-------- Entries shown --------

Issue #1893, opened 2018-08-11
Better typing for throws assertions


novemberborn:
This is the last piece of work that's come out of the discussion in #1794.

The `t.throws()` and `t.throwsAsync()` assertions are currently typed to return `any` and `Promise<any>` respectively. This is because they only return an error if one was actually thrown. If the assertion fails they return `undefined` and execution continues.

Whilst theoretically correct, we don't feel it's the pragmatic choice. Instead we should type these assertions to return `Error` / `Promise<Error>`. Additionally it'd be great if the assertions could be typed as generics so you can provide your own `Error` subclass (`const err = t.throws<MyError>(fn)` or `const err: MyError = t.throws(fn)`). Note that the assertion requires that an `Error` instance is thrown, so the generic shouldn't take any value.

This should come with some example code in `test/flow-types` and `test/ts-types`, and be documented in our Flow and TypeScript recipes.

We can land implementations for Flow and TypeScript separately, though keep in mind that we like to keep diffs between the `index.d.ts` and `index.js.flow` files to a minimum.

okyantoro:
Good idea @novemberborn. It will give more information about returned value by `t.throws()` and `t.throwsAsync()` assertions. Exciting issue to work on.

PR #1956, opened 2018-10-13
Better TypeScript typing for throws assertions

novemberborn:
See #1893.

I might do Flow tomorrow if I have the time.

### DIFF
--- a/docs/recipes/typescript.md
+++ b/docs/recipes/typescript.md
@@ -135,3 +135,32 @@ test('foo is bar', macro, 'bar');
 ```
 
 Note that, despite the type cast above, when executing `t.context` is an empty object unless it's assigned.
+
+## Typing `throws` assertions
+
+The `t.throws()` and `t.throwsAsync()` assertions are typed to always return an Error. You can customize the error class using generics:
+
+```ts
+import test from 'ava'
+
+class CustomError extends Error {
+	parent: Error
+
+	constructor (parent) {
+		super(parent.message);
+		this.parent = parent;
+	}
+}
+
+test('throws', t => {
+	const err = t.throws<CustomError>(myFunc);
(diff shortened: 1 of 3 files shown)


test/ts-types/throws.ts
```diff
@@ -0,0 +1,26 @@
...
+
+	constructor() {
+		super();
+		this.foo = 'foo';
+	}
+}
+
+test('throws', t => {
+	const err1: Error = t.throws(() => {});
+	// t.is(err1.foo, 'foo');
```
sindresorhus: ?

docs/recipes/typescript.md
```diff
@@ -135,3 +135,32 @@ test('foo is bar', macro, 'bar');
...
+
+	constructor(parent) {
+		super(parent.message);
+		this.parent = parent;
+	}
+}
+
+test('throws', t => {
+	const err = t.throws<CustomError>(myFunc);
+	t.is(err.parent.name, 'TypeError');
```
sindresorhus: Maybe also include the contents of `myFunc` somewhere as it's not that clear where `TypeError` comes from.

test/ts-types/throws.ts
novemberborn: It's a type exception. I think maybe there's a way to indicate that to `tsc`?

docs/recipes/typescript.md
novemberborn: Done.

novemberborn:
I've added the Flow typing too.

test/ts-types/throws.ts
sindresorhus: You can use the `// @ts-ignore` comment to ignore the below line.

--------

In the records above, find each line that holds the word "docs"; copy all such lines.

--- a/docs/recipes/typescript.md
+++ b/docs/recipes/typescript.md
docs/recipes/typescript.md
docs/recipes/typescript.md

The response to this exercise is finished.